From Walmart’s Sustainability Index to Labour Behind the Label’s Let’s Clean Up Fashion reports, there has been a proliferation of company rating schemes in the past few years. But when it comes to improving workers’ rights are they really such a good thing?
Can CSR ratings help improve labour practices in global supply chains? is the new report prepared by Maquila Solidarity Network (MSN) and the Project on Organising Development, Education and Research (PODER) to inform the debate about ratings and rankings.
Labour rights groups have a wide range of opinions on whether Corporate Social Responsibility (CSR) ratings can help improve companies’ respect for workers’ rights. Supporters argue that although more effective government regulation is critical, voluntary efforts can by play some role in boosting company compliance with labour standards and ratings systems are a good way to encourage companies to continuously improve.
According to Tim Connor, former Oxfam Australia labour rights advocate, company self-reporting is not sufficient, more independent and sophisticated methods must be adopted to capture the realities on the ground for workers in factories. Sam Maher, of Labour Behind the Label, adds that “[a] rating system is not a panacea. Ratings can only be effective within the framework of a specific campaign that puts pressure on the companies.”
WRC Executive director, Scott Nova, is not a fan of ratings systems. Nova believes that rating systems are inherently risky and create a “moral hazard” because they give audiences a false sense of security regarding company progress on key CSR issues. He believes that rating schemes focus too much on technical solutions—rather than the implementation of substantive structural change.
The CSR ratings report explores these viewpoints, focusing on what factors make these schemes more or less credible and effective in strengthening the implementation of workplace rights. The report finds that it is difficult to compare individual rating systems because they often have quite different agendas and target different audiences. However it does identify a number of more innovative methodologies. These include measuring whether the company:
– engages in multi-stakeholder projects, based on the recognition that labour rights issues are multi-faceted and for the most part are not resolvable in isolation;
– establishes long-term, stable supplier relationships;
– establishes terms of trade – including prices – that allow suppliers to meet labour standards (e.g. purchasing practices that support workers’ rights) rather than only rewarding good CSR managing systems (e.g. simply having a code of conduct); and
– where the company works with local stakeholders to ensure workers are given training on their rights at work;
The study also found that ratings schemes were more likely to help improve labour rights performance where:
– Ratings are weighted to assign priority to practices that have the most benefit for workers on the ground.

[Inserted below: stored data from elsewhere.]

PR #4052, opened 2025-11-24
[GOOSE-559][BpkSwapButton] Override padding alignment set by Safari User Agent

FireRedNinja:
Ref: https://skyscanner.atlassian.net/browse/GOOSE-559

Safari ships its own user-agent styles, and our unstyled button ends up inheriting a few defaults we don’t actually want:

```css
padding-inline-start: 6px;
padding-block-start: 2px;
padding-block-end: 3px;
```

These extra paddings throw off the visual alignment compared to other browsers. This PR zeroes them out so the component isn’t relying on Safari’s quirks. Flexbox already handles centering, so resetting the padding brings consistent cross-browser rendering without changing layout logic.

### Before
image

### After (1px diff)
image

> No changes noticed in Firefox and Chrome

---

- [ ] Component `README.md`
- [ ] Tests
- [ ] Accessibility tests

### DIFF
--- a/packages/bpk-component-swap-button/src/BpkSwapButton.module.scss
+++ b/packages/bpk-component-swap-button/src/BpkSwapButton.module.scss
@@ -37,14 +37,13 @@
     display: flex;
     width: tokens.bpk-spacing-xxl();
     height: tokens.bpk-spacing-xxl();
+    padding: 0;
     justify-content: center;
     align-items: center;
     transition: transform tokens.$bpk-duration-base;
     border: tokens.$bpk-border-size-xl solid tokens.$bpk-core-primary-day;
     border-radius: 50%;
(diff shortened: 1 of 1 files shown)


jan-bock (dismissed):

packages/bpk-component-swap-button/src/BpkSwapButton.module.scss
```diff
@@ -43,6 +43,8 @@
     border: tokens.$bpk-border-size-xl solid tokens.$bpk-core-primary-day;
     border-radius: 50%;
     background-color: tokens.$bpk-surface-default-day;
+    padding-block: 0;
+    padding-inline: 0;
```
Supremeyh: it could simplify to `padding: 0;`

Supremeyh (approved):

– Ratings offer clear incentives that encourage companies to improve their performance.
– Rating provide enough transparency so that consumers and companies know on what criteria the brand achieved its rating and what this really means for its labour polices and practices.
The study acknowledges there are many challenges and risks inherent in CSR ranking systems, such as:
– Obtaining accurate and up-to-date information about the realities for workers in factories (Disney alone has 24,000 active suppliers— evaluating performance on the ground could prove a logistical nightmare).
– Problems with the reliability of publicly available data (company audits can be flawed, measuring performance via media reports can lead to bias because media will tend to focus on only the juicer stories and better known brands). Reliance on publicly available reporting means that companies that have a greater focus and capacity to report their CSR work will perform better in ratings.
– Companies may strategically ‘play’ rating systems, gaining points through relatively easy steps whilst avoiding making any real, systematic change to labour practices.
All these factors point to the fact that designing a credible ratings scheme is no simple task. There is also the issue of presenting the ratings—to be effective a ratings scheme needs to communicate its findings in a way that it’s audience (whether investors or consumers) can easily digest, without being misleading, non-transparent or overly simplifying complex issues.
So is the development of CSR ranking and ratings a strategic investment for labour activists trying to support effective and lasting change?
The report authors argue that overall ratings systems can help to promote an agenda for change by highlighting the most significant issues that need to be addressed to achieve that agenda. The authors recommend that CSR rating systems need to prioritize systemic issues that are blocking progress toward sustainable compliance in the industries rated. Importantly ratings need to ensure that the experiences and voices of workers making the goods are reflected and form a key part of the assessment.
But the issue of whether it is really worth spending the significant time and resources required to improve ratings systems so that they can provide incentives for systematic change remains to be debated.
Whatever side of the fence you sit one thing is clear—these systems are in popular demand and aren’t going to disappear any time soon. A critical understanding of the strengths and weaknesses of different rating systems, and how to strategically engage with these ratings systems is important for those seeking to influence the corporate sector to uphold workers’ rights.